Due to this cultural change, Fink says BlackRock will be adding substantially to its stewardship team, doubling the 32-member staff over the next three years and assigning a high-level executive Barbara Novick, BlackRock vice-chairman and co-founder, to oversee the ramped up effort. Fink stated that asset managers’ responsibilities now include “investing the time and resources necessary to foster long-term value.” With some 4,000 companies in its portfolio, BlackRock will indeed need to step up its oversight team to execute more in-depth engagement re. governance with a social purpose.

Another open letter to CEOs by Bill McNabb of Vanguard and nine other investment firms including State Street and CalSTRS—calls on companies to reset their strategies to focus on long-term growth plans that include their interactions with society.

The signees, operating as The CEO Force For Good / Strategic Investor Initiative of CECP, have produced a seven-point checklist for expanded, CEO-driven reporting that includes such items as:

• What are the key risk factors and mega trends (such as climate change) your business faces?”
• How to you describe your corporate purpose?
• How do you manage your human capital requirements over the long-term?
• How will the composition of your board (today and in the future) help guide the company to its long-term strategic goals?

McNabb sums up the rationale for the proposed change in governance oversight bluntly: “For too long, companies have sacrificed long-term value creation to generate short-term results.”

Representing $15 trillion in assets, the group’s statement is bound to have an impact equal to the size of its portfolio holdings.
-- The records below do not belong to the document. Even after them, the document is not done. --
PR #2474, opened 2023-05-17
Reworks the password redirect function

JarrydLong:
### All Submissions:

Reworks part of the password reset redirect function to make use of pmpro_url when getting the login page URL

### Other information:

### DIFF
--- a/includes/login.php
+++ b/includes/login.php
@@ -598,25 +598,27 @@ function pmpro_lost_password_form() { ?>
  * @since 2.3
  */
 function pmpro_lost_password_redirect() {
-	if ( 'POST' == $_SERVER['REQUEST_METHOD'] ) {
-		$login_page = pmpro_getOption( 'login_page_id' );
 
-		if ( empty( $login_page ) ) {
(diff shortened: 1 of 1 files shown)


ideadude:
I need to test some more, but noting that we should test the case where folks set the login page to the homepage. In that case, I'm not sure if the URL returned from pmpro_url is "/" or "". If it's the latter, we need to account for that.

Setting the homepage as the login page is something that has caused issues in the past. I would avoid doing it on my own sites, but people do do that and we should try to support it vs just say "this doesn't work". Also if that case breaks, folks are soft locked out of their site (until they realize they need to visit /wp-login.php directly).

dparker1005 (approved):

dparker1005:
I did a quick test setting the homepage as the login page and it seemed to work correctly.

Dumping `add_query_arg( array( 'random-key' => 'random-value' ), pmpro_url( 'login' ) )` on my test site with the login page set to the dashboard gives me `http://generaltesting.local/?random-key=random-value`.

PR #1233, opened 2016-10-28
Use local fonts

stmswitcher:
Hello @almasaeed2010!

First of all I'd like to thank you for such a great template! I've been using it in some of my projects and I really love it.

However, my recent project is for a small local area network with a very poor internet connection. Every bit is important here (like in good old days with dial-ups and stuff). And it takes quite a while to cache fonts from google servers for every client. So, I've added the Source Sans Pro font to the template so it could be used without the request to google.

Please, consider merging my changes, they're providing a good performance increment for the average load time of every page that uses AdminLTE.

Best,
Denis Alexandrov.


herberthudson:
:+1:

almasaeed2010:
Hello @stmswitcher, 

We greatly appreciate your contribution. However, we feel that this is not entirely necessary at the moment. It would be great if we can make this optional to opt-in. Since Google recommends loading fonts from their servers due to caching and speed, it is currently a better option to keep pulling the font from their servers. Your example is a very specific use-case in which you needed this feature.

Thanks for contributing to our project!

PR #1264, opened 2016-12-02
Fixed a typo

Strato:
It works because it's an alias. But it might be removed without warning.

While I'm here, being able to deactivate the treeview on the sidebar would be super nice, or have it as an _opt-in_ using a CSS class like *sidebar-as-tree*.


almasaeed2010:
Thanks!

PR #1273, opened 2016-12-12
updated the image boxed-bg.jpg location to dist

teddywest32:
There is no any `img` directory  inside `build` directory which is causing an issue when we build using `webpack` and `less`. If there is another method to build could you suggest me and decline the pull request.

Signed-off-by: Pralhad Shrestha <pralhad.shrestha05@gmail.com>

### DIFF
--- a/build/less/variables.less
+++ b/build/less/variables.less
@@ -4,7 +4,7 @@
 //PATHS
 //--------------------------------------------------------
 
-@boxed-layout-bg-image-path: "../img/boxed-bg.jpg";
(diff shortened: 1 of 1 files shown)


almasaeed2010:
The compiled LESS files go to ```dist/css```. Therefore, the path should be relative to the css file not the less files. 

Thanks! We appreciate your contributions!

teddywest32:
@almasaeed2010 But it would be preferred if the developer wants to use the `less` instead of using the compiled `css`. Like importing it to their own less files and compiling using `gulp` , `Webpack` etc.

PR #1279, opened 2016-12-15
Fix the layout maker height calculation

MileNanevski:
The $.AdminLTE.layout.activate() call should be wrapped with $(document).ready to make sure that the DOM is ready for js manipulation.

Currently, it's possible that the main content element is not rendered yet and doesn't have a height, so it's height will be set to min-height and the footer will occupy the rest of the page.


almasaeed2010:
We already use a shorthand for $(document).ready(). Please read this article https://learn.jquery.com/using-jquery-core/document-ready/

The use of ```$(function(){});``` is shorthand for ```$(document).ready()```.

Thanks!

PR #1283, opened 2016-12-19
Update README.md

maxtor3569:


almasaeed2010:
The user should always fork the repository then modify it when contributing code. This allows for pull-requests and pushing back to github. That's why we added "YOUR_USERNAME" instead of the master repo.

Thanks!

PR #1286, opened 2016-12-21
Fixed jumping buttons with Bootstrap tooltip

marcusportmann:
This pull request fixes an issue where buttons that are part of a Bootstrap button group jump on mouseover when a Bootstrap tooltip is added to them.


almasaeed2010:
Thanks <3

PR #1301, opened 2017-01-03
Update index.html

loekiedepo:
Yayra package hasn't been updated since the release of Laravel 5.0.

Jeroen Noten provides an extremely easy install, his downloads have skyrocketed over the past months and he responds almost instantly on issues and pull requests. Very good contributor and I think he should be named here.


almasaeed2010:
We don't have to remove the first package to add the second. Also, we need to add this to the documentation/build/include/implmentations.html since this is then compiled using Grunt to the index.html file. I'll add that soon. 

Thank you!

almasaeed2010:
Added in latest commit.

PR #1354, opened 2017-02-05
Update Timepicker

frdteknikelektro:
With the new one, the widget is not hidden in scrolling container


almasaeed2010:
Hello @frdteknikelektro,

Thanks for sharing this. Could you please specify from which version to which version is the update?

Thanks!

frdteknikelektro:
from, I don't know, maybe below v0.3.0 to v0.5.2

frdteknikelektro:
I think this will not harm

PR #1359, opened 2017-02-09
Added CoPilot to example implementations. 

misterGF:
This is a version of AdminLTE that makes it easy to use Vue.js. It has been catching good traction. Would be honored if it were included in the implementation section of the documentation.


almasaeed2010:
You have to add this line in `documentation/build/include/implementations.html`. Otherwise, it will be overridden by Grunt-include.

Thanks!

misterGF:
Fixed. Thanks.

PR #1376, opened 2017-02-23
Do not remove child active class when collapsing/expanding parent in treeview

kspearrin:
Steps to reproduce the bug:

1. Visit https://almsaeedstudio.com/themes/AdminLTE/index2.html
2. Click "UI Elements" to expand that parent menu.
3. Click the click menu option "Buttons" to highlight it as the `active` page (white).
4. Collapse the "UI Elements" parent menu.
5. Expand the "UI Elements" parent menu.
6. Observe that the current active page "Buttons" is no longer highlighted white with the `active` class.

This PR fixes this bug by not removing the `active` class from a child just because the parent was collapsed and reopened.


almasaeed2010:
This issue has been resolved in v2.4 (currently in alpha stages). Thanks for the effort and contribution.

PR #1385, opened 2017-03-01
Add an option to enable/disable sidebar to behave like accordion

faizfizy:
Current sidebar behave like accordion (current active li will collapse when another menu is clicked). This PR add an option to enable/disable the sidebar to behave like accordion.


faizfizy:
Also resolve weird behavior where animation missing when collapsing current active li on first load.

PR #2733, opened 2020-05-31
Use https

XhmikosR:
This will conflict with #2731, so I'm marking it as draft for now

### DIFF
--- a/pages/UI/modals.html
+++ b/pages/UI/modals.html
@@ -777,7 +777,7 @@
                 </button>
                 <div class="text-muted mt-3">
                   Instructions for how to use modals are available on the
-                  <a href="http://getbootstrap.com/javascript/#modals">Bootstrap documentation</a>
+                  <a href="https://getbootstrap.com/docs/4.5/components/modal/">Bootstrap documentation</a>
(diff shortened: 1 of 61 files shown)


pages/UI/modals.html
```diff
@@ -777,7 +777,7 @@ <h3 class="card-title">
                 </button>
                 <div class="text-muted mt-3">
                   Instructions for how to use modals are available on the
-                  <a href="http://getbootstrap.com/javascript/#modals">Bootstrap documentation</a>
+                  <a href="https://getbootstrap.com/docs/4.5/components/modal/">Bootstrap documentation</a>
```
XhmikosR, line 780: Unfortunately, we don't have a `latest` link upstream so I went with the latest version. Alternatively we could use `https://getbootstrap.com/components/` but that will redirect to `https://getbootstrap.com/docs/4.5/components/alert`

REJack: At the moment we doesn't use Bootstrap 4.5, we are on 4.4 😄 But I guess Bootstrap 4.5 works without any problems here.

PR #2740, opened 2020-05-31
Fix prefix script to run for all CSS files

XhmikosR:
I have to say, that was a nice bug 😁

So, basically, the split dist CSS files were not using proper CSS prefixes all this time.


XhmikosR:
I have to say, that was a nice bug 😁

So, basically, the split dist CSS files were not using proper CSS prefixes all this time.

REJack:
> So, basically, the split dist CSS files were not using proper CSS prefixes all this time.

🤦 That was my fault 😄

PR #2745, opened 2020-05-31
A few HTML validation fixes

XhmikosR:
The rest after I set up the validator and we are done with the open PRs :)

### DIFF
--- a/pages/examples/e-commerce.html
+++ b/pages/examples/e-commerce.html
@@ -748,7 +748,7 @@
               <h4>Available Colors</h4>
               <div class="btn-group btn-group-toggle" data-toggle="buttons">
                 <label class="btn btn-default text-center active">
-                  <input type="radio" name="color_option" id="color_option1" autocomplete="off" checked="">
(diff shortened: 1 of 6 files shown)


pages/examples/e-commerce.html
```diff
@@ -748,7 +748,7 @@ <h3 class="my-3">LOWA Men’s Renegade GTX Mid Hiking Boots Review</h3>
               <h4>Available Colors</h4>
               <div class="btn-group btn-group-toggle" data-toggle="buttons">
                 <label class="btn btn-default text-center active">
-                  <input type="radio" name="color_option" id="color_option1" autocomplete="off" checked="">
+                  <input type="radio" name="color_option" id="color_option1" autocomplete="off" checked>
```
XhmikosR, line 751: BTW this doesn't seem to have any visual indication that it's checked/active even though the parent label has the active class.

REJack: Right it has no visual indication its ok for the demo, but some of the user don't know about default HTML code they would not get the correct on value and would open a issue for this 🤣 I would stay with this in the code.

PR #2751, opened 2020-06-01
JS tweaks

XhmikosR:
Requires #2728 and thus #2727 merged.

Also, needs thorough review because I've changed the logic in some places to improve performance. I kept the patches separately so that it's easier to review.

Added caching of some vars, although it shouldn't make a huge difference, it's considered a good practice if one is reusing the same jQuery object, because we avoid querying the DOM multiple times. The are probably more cases, but this should be a good first step :)

Non-whitespace comparison: https://github.com/ColorlibHQ/AdminLTE/pull/2751/files?w=1

TODO:

- [x] Merge the dependent PRs; the lint failures should be fixed in #2728
- [x] Test, test, test
- [x] Maybe try to squash a couple of similar patches before the PR is ready for review

### DIFF
--- a/build/js/Layout.js
+++ b/build/js/Layout.js
@@ -93,21 +93,23 @@ const Layout = ($ => {
         }
       }
 
-      if ($('body').hasClass(ClassName.LAYOUT_FIXED)) {
-        if (offset !== false) {
-          $(Selector.CONTENT).css('min-height', (max + offset) - heights.header - heights.footer)
-        }
+      if (!$('body').hasClass(ClassName.LAYOUT_FIXED)) {
+        return
+      }
 
-        if (typeof $.fn.overlayScrollbars !== 'undefined') {
-          $(Selector.SIDEBAR).overlayScrollbars({
-            className: this._config.scrollbarTheme,
-            sizeAutoCapable: true,
-            scrollbars: {
-              autoHide: this._config.scrollbarAutoHide,
-              clickScrolling: true
-            }
-          })
-        }
+      if (offset !== false) {
+        $(Selector.CONTENT).css('min-height', (max + offset) - heights.header - heights.footer)
+      }
+
+      if (typeof $.fn.overlayScrollbars !== 'undefined') {
+        $(Selector.SIDEBAR).overlayScrollbars({
+          className: this._config.scrollbarTheme,
+          sizeAutoCapable: true,
+          scrollbars: {
+            autoHide: this._config.scrollbarAutoHide,
+            clickScrolling: true
+          }
+        })
       }
     }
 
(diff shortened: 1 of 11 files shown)


XhmikosR:
This can be reviews @REJack. Unfortunately I cannot clean up the patches more because there are many conflicts.

I tested things as good as I could and everything seems to be fine. But please confirm the logic change patches, i.e. you might not like moving some stuff in `_init()`.

BTW these changes shouldn't be breaking AFAICT.

REJack:
I'll review this PR later, I've to load my car and then drive home 😄

XhmikosR:
I kept only the safest patches. I'll move the other patches to another PR later at some point.

XhmikosR:
@REJack please check each patch separately to make sure I didn't miss anything and better not squash these :)

build/js/Layout.js
```diff
@@ -116,7 +116,7 @@ const Layout = ($ => {
     fixLoginRegisterHeight() {
       if ($(Selector.LOGIN_BOX + ', ' + Selector.REGISTER_BOX).length === 0) {
         $('body, html').css('height', 'auto')
-      } else if ($(Selector.LOGIN_BOX + ', ' + Selector.REGISTER_BOX).length !== 0) {
+      } else {
```
XhmikosR, line 119: `length` can either be `0` (element not present) or not `0` so this looked redundant

build/js/Layout.js
```diff
@@ -60,7 +60,7 @@ const Layout = ($ => {
     fixLayoutHeight(extra = null) {
       let controlSidebar = 0
 
-      if ($('body').hasClass(ClassName.CONTROL_SIDEBAR_SLIDE_OPEN) || $('body').hasClass(ClassName.CONTROL_SIDEBAR_OPEN) || extra === 'controlSidebar') {
+      if ($('body').hasClass(ClassName.CONTROL_SIDEBAR_SLIDE_OPEN) || $('body').hasClass(ClassName.CONTROL_SIDEBAR_OPEN) || extra === 'control_sidebar') {
```
XhmikosR, line 63: This isn't documented BTW

REJack: In my opinion it's not need to be documented, its only can used by the internal logic and can't used by users.

XhmikosR: Well, it's public API though. That's why I reverted that.

REJack: That's true, but it can't be used directly at the moment. It can only used with the jQuery interface (or I can’t do it any other way), this will come with the jQuery dependency free version 😄

XhmikosR: That's sort of unrelated, it can be used directly through the API right now and it will still be public API unless you change the visibility of the `fixLayoutHeight` function. Nothing to do with jQuery being used or not :)

REJack: Ok ^^ I have no idea how to document this 🤣 that's one of the things I hate.

PR #2752, opened 2020-06-01
Plugins

XhmikosR:


pages/forms/advanced.html
```diff
@@ -1372,7 +1372,7 @@ <h3 class="card-title">Bootstrap Switch</h3>
 <script src="../../plugins/bootstrap4-duallistbox/jquery.bootstrap-duallistbox.min.js"></script>
 <!-- InputMask -->
 <script src="../../plugins/moment/moment.min.js"></script>
-<script src="../../plugins/inputmask/min/jquery.inputmask.bundle.min.js"></script>
```
XhmikosR, line 1375: So all this time v4.0.9 was being used wrongfully :)

REJack: Oh dang, I know the bundle file includes already moment.js 🤦

XhmikosR: It doesn't seem to be a bundle file anymore?

XhmikosR: Might be worth pruning the plugins folder from time to time, but it needs manual review because of .npmignore and that flot-old folder.

REJack: > It doesn't seem to be a bundle file anymore?

It looks like the author removed the bundle file with v5.

> Might be worth pruning the plugins folder from time to time, but it needs manual review because of .npmignore and that flot-old folder.

That's a good Idea, at the latest with v4 I'll sort out a lot of plugins to remove jQuery as dependency.

PR #2754, opened 2020-06-01
Add bundlewatch

XhmikosR:
IMO it's useful, but you might not want to do it :)

That being said, the limits I chose are mostly strict. You can tweak them as needed. Also, this checks with gzip compression, but you can tweak it as needed. https://bundlewatch.io/#/reference/configuration

TODO:

- [x] Add `BUNDLEWATCH_GITHUB_TOKEN` in the repository secrets https://service.bundlewatch.io/setup-github

Note that this won't run from forks PRs due to the secrets not being available. But the npm script will run which should mark the build as failed if the limits are surpassed.

### DIFF
--- a/.bundlewatch.config.json
+++ b/.bundlewatch.config.json
@@ -1,0 +1,65 @@
+{
+  "files": [
+    {
+      "path": "./dist/css/adminlte.css",
+      "maxSize": "80 kB"
+    },
+    {
+      "path": "./dist/css/adminlte.min.css",
+      "maxSize": "72.5 kB"
+    },
+    {
+      "path": "./dist/css/alt/adminlte.components.css",
+      "maxSize": "14 kB"
+    },
+    {
+      "path": "./dist/css/alt/adminlte.components.min.css",
+      "maxSize": "13 kB"
+    },
+    {
+      "path": "./dist/css/alt/adminlte.core.css",
+      "maxSize": "46 kB"
+    },
+    {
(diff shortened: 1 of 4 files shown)


REJack:
Why we add this not in the lint workflow?

I've added the token in secrets 😄

XhmikosR:
> Why we add this not in the lint workflow?

Because we need to do a build in order to get the latest results :)

REJack:
Ok 😄

XhmikosR:
@REJack Are you sure you added the app and the secret to the repo properly? I don't see it running on master yet.

XhmikosR:
Ah, nvm actually it throws an error.

XhmikosR:
@REJack better remove the app from the repo, add it again, and add the secret again. I see this error currently:

```
 [ERROR] GitHubService HTTP_404 :: Not Found
```

REJack:
I can't remove it, I can only generate a new secret. There is not a integration like LGTM.com has.

XhmikosR:
Didn't you authorize the app? If not that's the reason for the failure and possible for LGTM too.

REJack:
Oh may it stuck on the group authorize request.
LGTM is integrated, this was authorized already on the group otherwise I could not integrate it.
lgtm integration

REJack:
The error is gone in my last PR 😄

XhmikosR:
Yeah, someone needs to authorize bundlewatch for the repo, re-add the secret. Also, ideally remove LGTM and re-add it.

PR #2763, opened 2020-06-01
Fix ESLint errors

REJack:


build/js/Layout.js
```diff
@@ -131,7 +131,7 @@ const Layout = ($ => {
 
       if (this._config.loginRegisterAutoHeight === true) {
         this.fixLoginRegisterHeight()
-      } else if (Number.isInteger(this._config.loginRegisterAutoHeight)) {
+      } else if (this._config.loginRegisterAutoHeight === parseInt(this._config.loginRegisterAutoHeight))) {
```
XhmikosR, line 134: Note that this isn't 100% the same https://developer.mozilla.org/en-US/docs/Web/JavaScript/Reference/Global_Objects/Number/isInteger#Polyfill

REJack: Do you think we should use the polyfill instead?

dist/js/demo.js
```diff
@@ -366,8 +366,9 @@
   })
   $container.append($logo_variants)
   var $clear_btn = $('<a />', {
```
XhmikosR, line 368: Could probably make this a proper `button` :)

REJack: I considered to remove it instead of fixing it 🤣 idk why it's only on logo variants.

build/js/Layout.js
XhmikosR: Your call, if you think this can fail with NaN. But putting the polyfill needs some thought, like having a utils file and so on.

XhmikosR: So, maybe just fix the new lint error (always specify the radix) and see how it goes. It's not 100% the same, though.

REJack: > Your call, if you think this can fail with NaN.

What you mean? 😪 I'm a bit tired 😄

REJack: I added the radix (10), the lint error is gone 😄 I'll test it tomorrow with any other change.

XhmikosR: https://stackoverflow.com/questions/14636536/how-to-check-if-a-variable-is-an-integer-in-javascript

But maybe using `parseInt` is OK in your case here.

REJack: That's the same stackoverflow that I've found 🤣 I guess it works for this case.

PR #2767, opened 2020-06-02
Clean up more plugins' files.

XhmikosR:


.gitignore
```diff
@@ -1,37 +1,59 @@
...
-// Plugins
-/plugins/*/*.md
-/plugins/*/*.html
-/plugins/*/package.json
-
-
-// Docs
+# Plugins
+/plugins/**/*.md
+!/plugins/**/LICENSE.md
```
XhmikosR, line 24: Those could be simplified with regex, but I don't have the time to look into it more.

Also, ideally the files shouldn't be copied in the first place.

PR #2772, opened 2020-06-02
Lint docs

XhmikosR:
Notes:

1. I didn't add the new docs-lint to `npm test` but later I will
2. I need some feeback how to proceed with the non-obvious errors like those `aria` ones


docs/faq.md
```diff
@@ -3,13 +3,14 @@ layout: page
...
-AdminLTE is an HTML template that can be used for any purpose. However, it is not made to be easily installed on Wordpress. It will require some effort and enough knowledge of the Wordpress script to do so.
+#### Can AdminLTE be used with WordPress?
+
+AdminLTE is an HTML template that can be used for any purpose. However, it is not made to be easily installed on WordPress. It will require some effort and enough knowledge of the WordPress script to do so.
 
 #### Is there an integration guide for PHP frameworks such as Yii or Symfony?
+
 Short answer, no. However, there are forks and tutorials around the web that provide info on how to integrate with many different frameworks. There are even versions of AdminLTE that are integrated with jQuery ajax, AngularJS and/or MVC5 ASP .NET.
 
-<!---
```
XhmikosR, line 12: I can remove this whole paragraph instead.

REJack: You mean the paragraph below? 😄

XhmikosR: Yeah

REJack: Yeah this can be removed :P it was only a old paragraph from the v2 docs 🤣

XhmikosR: Actually it's not a bad idea to keep it just mentioning GH releases.

XhmikosR:
There are 2 warnings left which might make sense to fix later. I didn't turn `Werror` on for now.

PR #2776, opened 2020-06-02
fix nav-link fadeIn

REJack:


XhmikosR:
@REJack it seems this introduced a regression: the `sidebar-is-opening` is not removed after the sidebar is visible.

XhmikosR:
Wrong, PR. Must have been introduced in #2775

PR #2788, opened 2020-06-03
Remove ionic icons from pages that don't use them

XhmikosR:


REJack:
You can remove it from index2.html too 😄 only index.html & index3.html use the IonIcons.

XhmikosR:
index2.html doesn't have the CSS?

REJack:
Oh you are right 🤦‍♂️ I thought it has the CSS too.

PR #2789, opened 2020-06-03
Use an object when setting multiple CSS properties

XhmikosR:


XhmikosR:
BTW I don't have any benchmark, the alternative would be to chain the calls.

REJack:
I've benchmarked it with [measurethat.net](https://www.measurethat.net/Benchmarks/Show/8459/0/jquery---css-multiple-vs-css-single-stack-vs-css-single) (Object vs Chained vs Single Rows). It looks like chained is faster then the other two.

XhmikosR:
Yeah, that's why I have suggested that most CSS is moved out of JS.

Either way, this patch should be the same performance-wise with what happens on master. Also, this is consistent with the rest of the codebase.

XhmikosR:
BTW I do plan to cache the selectors later, still splitting the patches

XhmikosR:
@REJack so can we move this so that I move to the rest of the perf JS improvement tweaks?

REJack:
> @REJack so can we move this 

Like merge it?

XhmikosR:
Yeah, typo, I meant move with this. :)

REJack:
Sure, I will prep the version after merging it to v3.1.0-pre 😄

PR #3455, opened 2021-02-24
fix sidebar light text color

danny007in:


danny007in:
bundlewatch issue @REJack just bump it.

REJack:
increase the core.min.css size limit about 0.3kb

PR #3492, opened 2021-03-09
Enhance: dark mode

danny007in:
> Plz take deep review


REJack:
Overall the Colors look good but the Blue is for me too dark, may you can replace $blue-alt with `#3f6791`.
And the Button (Marked Green) is to light, may you can check this. 😄

Screenshot_2021-03-12 AdminLTE 3 Dashboard

PR #3511, opened 2021-03-15
update docs

VanhanenJLA:
"404 Couldn't find the requested release version 3.1."


danny007in:
better to make change
- create both 3.1.0-rc and 3.0.5

danny007in (changes requested):
divide into two group stable and unstable

danny007in (approved):

PR #3524, opened 2021-03-18
weekly to monthly schedule of dependabot

danny007in:
Because to release AdminLTE v3.1.0 fast

### DIFF
--- a/.github/dependabot.yml
+++ b/.github/dependabot.yml
@@ -10,8 +10,7 @@ updates:
   - package-ecosystem: bundler
     directory: "/docs/"
     schedule:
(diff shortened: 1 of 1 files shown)


redstonedesigner:
I disagree with this change - it limits the frequency of updates to dependencies, which could include important feature / security updates.
Why is this change needed in order to release 3.1.0 faster?

danny007in:
> 
> 
> I disagree with this change - it limits the frequency of updates to dependencies, which could include important feature / security updates.
> Why is this change needed in order to release 3.1.0 faster?

Some how ur right

PR #3540, opened 2021-03-26
Support SVG Font Awesome icon in main sidebar

### LINKED ISSUE #3532: [BUG] i tag in sidebar menu changed to SVG by fontawesome meaning navigation item with sub item don't have the arrow rotating once opened.
**Describe the bug**
AdminLTE sidebar css has the following:
https://github.com/ColorlibHQ/AdminLTE/blob/v3/build/scss/_main-sidebar.scss#L109
with the purpose to rotate the arrow appearing on the right hand side of a menu item when there is sub navigations and the menu is open. 
For me this arrow never rotated. The reason is because Font awesome translate i tags to SVG automatically. Although you can desactivate this by setting `autoReplaceSvg: false` in font awesome configuration, people may not know about it and therefore not set this. Also I think adminLTE should support this, and the current css doesn't. This is possibly a feature request, but none the less would be nice and quick to add / fix.

**To Reproduce**
Unsure, this was after a fresh installation using yarn and a ruby on rails application.

**Expected behavior**
I would expect the arrow to rotate and pointing down (have the class `fa-angle-down` instead of `fa-angle-left`) when I click on the navigation item to display it's sub navigation.

**Screenshots**
Menu closed
Screenshot 2021-03-24 at 18 39 43
Menu opened
Screenshot 2021-03-24 at 18 39 54
i tag in the code
Screenshot 2021-03-24 at 18 51 06

translated automatically once rendered
Screenshot 2021-03-24 at 18 32 31

**Environment (please complete the following information):**
- AdminLTE Version: 3.1
- Operating System:  macOS Big Sur
- Browser (Version): Chrome Version 89.0.4389.82 (Official Build) (x86_64)

**Additional context**
I think we can either add the following to _main-sidebar.scss (have tried that locally by adding the following in a custom css file and that fixed the problem):

```css
.menu-open,
  .menu-is-opening {
    > .nav-link {
      svg.right {
        @include rotate(-90deg);
      }
    }
  }
```
Alternatively we could not restrict the `i` tag in the current css, although I am unsure if there will be any side effect from doing that.

I happy do raise a PR for it.

liljack:
This commits adds support for SVG Font Awesome icon within the main sidebar. Font Awesome translate i tags to svg tags, resulting in the angle icon not rotating in the sidebar.

Fixes #3532

### DIFF
--- a/build/scss/_main-sidebar.scss
+++ b/build/scss/_main-sidebar.scss
@@ -105,6 +105,7 @@
   .menu-open,
   .menu-is-opening {
     > .nav-link {
+      svg.right,
       i.right {
         @include rotate(-90deg);
       }


liljack:
The Lint check failing is unrelated to my change. Assuming this was failing before 🤷‍♂️

danny007in:
send to master branch

liljack:
Meh, Friday night, my brain is not all there, could have written:
```css
i.right, svg.right {
  @include rotate(-90deg);
}
```
instead of what I submitted here. Would you like me to change that or happy with the current ?

build/scss/_main-sidebar.scss
```diff
@@ -108,6 +108,9 @@
       i.right {
```
danny007in, line 108: add here 
like
```scss
svg.right,
i.right {
```

build/scss/_main-sidebar.scss
```diff
@@ -108,6 +108,9 @@
...
         @include rotate(-90deg);
       }
+      svg.right {
+        @include rotate(-90deg);
+      }
```
danny007in, line 113: remove here

danny007in (approved):

liljack:
Happy for me to merge ?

This doubling down on governance oversight is a paradigm shift in investment decision making. Andrew Ross Sorkin, editor of the NY Times Dealbook column, called the news “a watershed moment on Wall Street, one that raises all sorts of questions about the very nature of capitalism.” He confirms the changed context of governance today in which previously “agnostic” investment funds and businesses which have avoided public stands on non-material issues have moved toward socially responsible principles. “It is a refrain that we’re hearing more and more from various pockets of the business community, and in fact, last year company leaders found themselves taking stands on issues like immigration policy, race relations, gay rights and more,” said Sorkin.

The funds are also reacting to the pushback against Exchange Traded Funds (ETFs), the guiding investment principle of the decade for the big firms. In this strategy, investments are made in thousands of businesses through passive equity vehicles that track indexes, not individual companies. With trillions parked in index funds which measure value by scoring macro-trends in specific sectors, the investment firms were reduced to passive investors, with little engagement with the executives and boards of companies.

That game has changed. Fink says, “the growth of indexing demands that we now take this [oversight of governance] to a new level.”

It has certainly captured the attention of public companies who are now scrambling to implement CR policies if they didn’t have any, and to review current CR policies for upgrades.

This shift has actually been underway for some time. The canary in the coal mine sang out last year, when BlackRock and Vanguard joined up to pressure ExxonMobil to report on the impact of climate change on its profit projections. It was an unprecedented move that was viewed as an anomaly, not a movement.

That initial solo warning has now escalated into a full-blown chorus of concern about governance that integrates social purpose.

Public companies, take notice. SRI (socially responsible investment) is becoming business-as usual.